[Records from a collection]
○ ○ ○
PR #434, opened 2025-07-23
docs: test unmarshaling of example resources

crenshaw-dev:
This will help avoid example resources drifting from actual CRD definitions.


FourFifthsCode (approved):
LGTM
○ ○ ○
- TASK: Filter the data above down to lines with the word "resources", and copy them.

- ANSWER TO THE EXERCISE:
docs: test unmarshaling of example resources
This will help avoid example resources drifting from actual CRD definitions.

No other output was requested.